> _ABOUT THIS TASK_:
Repeat every entry, word for word, leaving no line out.

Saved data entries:
#####

PR #643, opened 2023-03-31
Added delete script on frontend

EduardSchwarzkopf:
Please provide any feedback. I'm not a front-end guy and never touched that much Vue code before.

Thanks

### DIFF
--- a/src/config/config_service.py
+++ b/src/config/config_service.py
@@ -49,10 +49,10 @@ def _preprocess_incoming_config(config):
     config['name'] = name.strip()
 
 
-def _add_date_prefix_to_filename(filename):
+def _create_archive_filename(filename):
     current_datetime = datetime.now()
     formatted_datetime = current_datetime.strftime('%Y%m%d%H%M%S')
-    return f"{formatted_datetime}_{filename}"
+    return f"{formatted_datetime}_{filename}.deleted"
 
 
 class ConfigService:
@@ -148,11 +148,8 @@ class ConfigService:
                 f'{str(user)} has no admin access to {short_config.name}'
             )
 
-        archived_configs_folder = os.path.join(self._script_configs_folder, '..', 'deleted')
-        file_utils.prepare_folder(archived_configs_folder)
-
-        archive_file_name = _add_date_prefix_to_filename(os.path.basename(path))
-        archive_file_path = os.path.join(archived_configs_folder, archive_file_name)
+        archive_file_name = _create_archive_filename(os.path.basename(path))
+        archive_file_path = os.path.join(self._scripts_deleted_folder, archive_file_name)
         unique_archive_file_path = file_utils.create_unique_filename(archive_file_path, 100)
 
         LOGGER.info(
--- a/src/config/config_service.py
+++ b/src/config/config_service.py
@@ -60,9 +60,11 @@ class ConfigService:
         self._authorizer = authorizer  # type: Authorizer
         self._script_configs_folder = os.path.join(conf_folder, 'runners')
         self._scripts_folder = os.path.join(conf_folder, 'scripts')
+        self._scripts_deleted_folder = os.path.join(conf_folder, 'deleted')
         self._process_invoker = process_invoker
 
         file_utils.prepare_folder(self._script_configs_folder)
+        file_utils.prepare_folder(self._scripts_deleted_folder)
 
     def load_config(self, name, user):
         self._check_admin_access(user)
--- a/src/config/config_service.py
+++ b/src/config/config_service.py
@@ -52,7 +52,7 @@ def _preprocess_incoming_config(config):
 def _create_archive_filename(filename):
     current_datetime = datetime.now()
     formatted_datetime = current_datetime.strftime('%Y%m%d%H%M%S')
-    return f"{formatted_datetime}_{filename}.deleted"
+    return f"{formatted.datetime}_{filename}.deleted"
 
 
 class ConfigService:
--- a/src/config/config_service.py
+++ b/src/config/config_service.py
@@ -2,6 +2,7 @@ import json
 import logging
 import os
 import re
+import shutil
 from typing import NamedTuple, Optional
 
 from auth.authorization import Authorizer
@@ -13,6 +14,8 @@ from utils import os_utils, file_utils, process_utils, custom_json, custom_yaml
 from utils.file_utils import to_filename
 from utils.process_utils import ProcessInvoker
 from utils.string_utils import is_blank, strip
+from datetime import datetime
+
 
 SCRIPT_EDIT_CODE_MODE = 'new_code'
 SCRIPT_EDIT_UPLOAD_MODE = 'upload_script'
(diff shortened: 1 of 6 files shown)


src/config/config_service.py
```diff
@@ -122,6 +131,33 @@ def update_config(self, user, config, filename, uploaded_script):
...
+
+        (short_config, path, config_object) = search_result
+
+        if not self._can_edit_script(user, short_config):
+            raise ConfigNotAllowedException(
+                f'{str(user)} has no admin access to {short_config.name}'
+            )
+
+        archived_configs_folder = os.path.join(self._script_configs_folder, '..', 'deleted')
+        file_utils.prepare_folder(archived_configs_folder)
```
bugy, line 150: May be we could initialize this in constructor?

src/web/server.py
```diff
@@ -202,6 +202,27 @@ def get(self, user, script_name):
...
+            respond_error(self, 403, 'Access to the script is denied')
+            return
+        except NotFoundException as e:
+            LOGGER.warning(f'Failed to delete script {script_name}', exc_info=True)
+            respond_error(self, 404, str(e))
+            return
+        except InvalidAccessException as e:
+            raise tornado.web.HTTPError(403, reason=str(e)) from e
+
+        self.set_status(204)
```
bugy, line 223: I would remove this line. Currently, script server always responds with 200 in all the endpoints.
And to be honest, I don't see any benefits of success http codes.

web-src/src/admin/components/scripts-config/ScriptConfig.vue
```diff
@@ -33,14 +37,20 @@ export default {
   },
 
   methods: {
-    ...mapActions('scriptConfig', ['init', 'save'])
+    ...mapActions('scriptConfig', ['init', 'save', 'deleteScript']),
+    async onDeleteScript() {
+        await this.deleteScript({scriptName: this.scriptName});
+    }
```
bugy, line 43: I think this is redundant, you can just call `deleteScript` from `<PromisableButton :click="onDeleteScript"`

web-src/src/admin/store/script-config-module.js
```diff
@@ -80,7 +80,21 @@ export default {
                     }
                     throw e;
                 });
-        }
+        },
+
+        deleteScript({}, {scriptName}) {
+            return axiosInstance.delete(`admin/scripts/${encodeURIComponent(scriptName)}`).then(() => {
```
bugy, line 86: could you move `.then` on a new line please? I think starting every new operation on a new line makes code a bit easier to read

src/config/config_service.py
```diff
@@ -122,6 +131,33 @@ def update_config(self, user, config, filename, uploaded_script):
...
+
+        archive_file_name = _add_date_prefix_to_filename(os.path.basename(path))
```
bugy, line 152: You should also change an extension to be different from `json`, otherwise script server will find this configuration.
I think it could be either `._json` or `.json.deleted`

web-src/src/admin/components/scripts-config/ScriptConfig.vue
```diff
@@ -8,6 +8,9 @@
           <h5>Parameters</h5>
           <ScriptParamList :parameters="scriptConfig.parameters"/>
         </div>
+        <div v-if="scriptName !== NEW_SCRIPT">
```
bugy, line 11: Should we put it in the footer? Where Save button resides

bugy (changes requested):
Hi, in general looks good to me, thanks!
There are just some minor improvement suggestions

src/web/server.py
EduardSchwarzkopf: Yeah, I'm fine with that. Less code is good code.

web-src/src/admin/components/scripts-config/ScriptConfig.vue
EduardSchwarzkopf: when i did that without the await it threw me an error in the console `TypeError: this.click() is undefined`. I could not figure out why, but this way it is not showing up, when the button gets clicked

web-src/src/admin/store/script-config-module.js
EduardSchwarzkopf: yes sure. Are there maybe even some ESLinter options defined? Then I could simply let Prettier handle all the formatting.

src/config/config_service.py
EduardSchwarzkopf: ah yes you are right, i forgot about this

web-src/src/admin/components/scripts-config/ScriptConfig.vue
EduardSchwarzkopf: It might be more fitting, because the rest belongs to the script, and the save/create/delete are just for storing them

src/config/config_service.py
EduardSchwarzkopf: Yes, this even might come in handy for a later function where you want to restore the scripts from the frontend.

web-src/src/admin/components/scripts-config/ScriptConfig.vue
EduardSchwarzkopf: hmm... I'm not sure to style this properly in this case 😅
image

bugy: I pushed a commit with moving and styling this button
FYI I removed the background, to avoid extra attention to this button on UI + in order to avoid having static colors (because they don't play nicely with dark theme support)

src/config/config_service.py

#####

> _REPLY_:
PR #643, opened 2023-03-31
Added delete script on frontend

EduardSchwarzkopf:
Please provide any feedback. I'm not a front-end guy and never touched that much Vue code before.

Thanks

### DIFF
--- a/src/config/config_service.py
+++ b/src/config/config_service.py
@@ -49,10 +49,10 @@ def _preprocess_incoming_config(config):
     config['name'] = name.strip()
 
 
-def _add_date_prefix_to_filename(filename):
+def _create_archive_filename(filename):
     current_datetime = datetime.now()
     formatted_datetime = current_datetime.strftime('%Y%m%d%H%M%S')
-    return f"{formatted_datetime}_{filename}"
+    return f"{formatted_datetime}_{filename}.deleted"
 
 
 class ConfigService:
@@ -148,11 +148,8 @@ class ConfigService:
                 f'{str(user)} has no admin access to {short_config.name}'
             )
 
-        archived_configs_folder = os.path.join(self._script_configs_folder, '..', 'deleted')
-        file_utils.prepare_folder(archived_configs_folder)
-
-        archive_file_name = _add_date_prefix_to_filename(os.path.basename(path))
-        archive_file_path = os.path.join(archived_configs_folder, archive_file_name)
+        archive_file_name = _create_archive_filename(os.path.basename(path))
+        archive_file_path = os.path.join(self._scripts_deleted_folder, archive_file_name)
         unique_archive_file_path = file_utils.create_unique_filename(archive_file_path, 100)
 
         LOGGER.info(
--- a/src/config/config_service.py
+++ b/src/config/config_service.py
@@ -60,9 +60,11 @@ class ConfigService:
         self._authorizer = authorizer  # type: Authorizer
         self._script_configs_folder = os.path.join(conf_folder, 'runners')
         self._scripts_folder = os.path.join(conf_folder, 'scripts')
+        self._scripts_deleted_folder = os.path.join(conf_folder, 'deleted')
         self._process_invoker = process_invoker
 
         file_utils.prepare_folder(self._script_configs_folder)
+        file_utils.prepare_folder(self._scripts_deleted_folder)
 
     def load_config(self, name, user):
         self._check_admin_access(user)
--- a/src/config/config_service.py
+++ b/src/config/config_service.py
@@ -52,7 +52,7 @@ def _preprocess_incoming_config(config):
 def _create_archive_filename(filename):
     current_datetime = datetime.now()
     formatted_datetime = current_datetime.strftime('%Y%m%d%H%M%S')
-    return f"{formatted_datetime}_{filename}.deleted"
+    return f"{formatted.datetime}_{filename}.deleted"
 
 
 class ConfigService:
--- a/src/config/config_service.py
+++ b/src/config/config_service.py
@@ -2,6 +2,7 @@ import json
 import logging
 import os
 import re
+import shutil
 from typing import NamedTuple, Optional
 
 from auth.authorization import Authorizer
@@ -13,6 +14,8 @@ from utils import os_utils, file_utils, process_utils, custom_json, custom_yaml
 from utils.file_utils import to_filename
 from utils.process_utils import ProcessInvoker
 from utils.string_utils import is_blank, strip
+from datetime import datetime
+
 
 SCRIPT_EDIT_CODE_MODE = 'new_code'
 SCRIPT_EDIT_UPLOAD_MODE = 'upload_script'
(diff shortened: 1 of 6 files shown)


src/config/config_service.py
```diff
@@ -122,6 +131,33 @@ def update_config(self, user, config, filename, uploaded_script):
...
+
+        (short_config, path, config_object) = search_result
+
+        if not self._can_edit_script(user, short_config):
+            raise ConfigNotAllowedException(
+                f'{str(user)} has no admin access to {short_config.name}'
+            )
+
+        archived_configs_folder = os.path.join(self._script_configs_folder, '..', 'deleted')
+        file_utils.prepare_folder(archived_configs_folder)
```
bugy, line 150: May be we could initialize this in constructor?

src/web/server.py
```diff
@@ -202,6 +202,27 @@ def get(self, user, script_name):
...
+            respond_error(self, 403, 'Access to the script is denied')
+            return
+        except NotFoundException as e:
+            LOGGER.warning(f'Failed to delete script {script_name}', exc_info=True)
+            respond_error(self, 404, str(e))
+            return
+        except InvalidAccessException as e:
+            raise tornado.web.HTTPError(403, reason=str(e)) from e
+
+        self.set_status(204)
```
bugy, line 223: I would remove this line. Currently, script server always responds with 200 in all the endpoints.
And to be honest, I don't see any benefits of success http codes.

web-src/src/admin/components/scripts-config/ScriptConfig.vue
```diff
@@ -33,14 +37,20 @@ export default {
   },
 
   methods: {
-    ...mapActions('scriptConfig', ['init', 'save'])
+    ...mapActions('scriptConfig', ['init', 'save', 'deleteScript']),
+    async onDeleteScript() {
+        await this.deleteScript({scriptName: this.scriptName});
+    }
```
bugy, line 43: I think this is redundant, you can just call `deleteScript` from `<PromisableButton :click="onDeleteScript"`

web-src/src/admin/store/script-config-module.js
```diff
@@ -80,7 +80,21 @@ export default {
                     }
                     throw e;
                 });
-        }
+        },
+
+        deleteScript({}, {scriptName}) {
+            return axiosInstance.delete(`admin/scripts/${encodeURIComponent(scriptName)}`).then(() => {
```
bugy, line 86: could you move `.then` on a new line please? I think starting every new operation on a new line makes code a bit easier to read

src/config/config_service.py
```diff
@@ -122,6 +131,33 @@ def update_config(self, user, config, filename, uploaded_script):
...
+
+        archive_file_name = _add_date_prefix_to_filename(os.path.basename(path))
```
bugy, line 152: You should also change an extension to be different from `json`, otherwise script server will find this configuration.
I think it could be either `._json` or `.json.deleted`

web-src/src/admin/components/scripts-config/ScriptConfig.vue
```diff
@@ -8,6 +8,9 @@
           <h5>Parameters</h5>
           <ScriptParamList :parameters="scriptConfig.parameters"/>
         </div>
+        <div v-if="scriptName !== NEW_SCRIPT">
```
bugy, line 11: Should we put it in the footer? Where Save button resides

bugy (changes requested):
Hi, in general looks good to me, thanks!
There are just some minor improvement suggestions

src/web/server.py
EduardSchwarzkopf: Yeah, I'm fine with that. Less code is good code.

web-src/src/admin/components/scripts-config/ScriptConfig.vue
EduardSchwarzkopf: when i did that without the await it threw me an error in the console `TypeError: this.click() is undefined`. I could not figure out why, but this way it is not showing up, when the button gets clicked

web-src/src/admin/store/script-config-module.js
EduardSchwarzkopf: yes sure. Are there maybe even some ESLinter options defined? Then I could simply let Prettier handle all the formatting.

src/config/config_service.py
EduardSchwarzkopf: ah yes you are right, i forgot about this

web-src/src/admin/components/scripts-config/ScriptConfig.vue
EduardSchwarzkopf: It might be more fitting, because the rest belongs to the script, and the save/create/delete are just for storing them

src/config/config_service.py
EduardSchwarzkopf: Yes, this even might come in handy for a later function where you want to restore the scripts from the frontend.

web-src/src/admin/components/scripts-config/ScriptConfig.vue
EduardSchwarzkopf: hmm... I'm not sure to style this properly in this case 😅
image

bugy: I pushed a commit with moving and styling this button
FYI I removed the background, to avoid extra attention to this button on UI + in order to avoid having static colors (because they don't play nicely with dark theme support)

src/config/config_service.py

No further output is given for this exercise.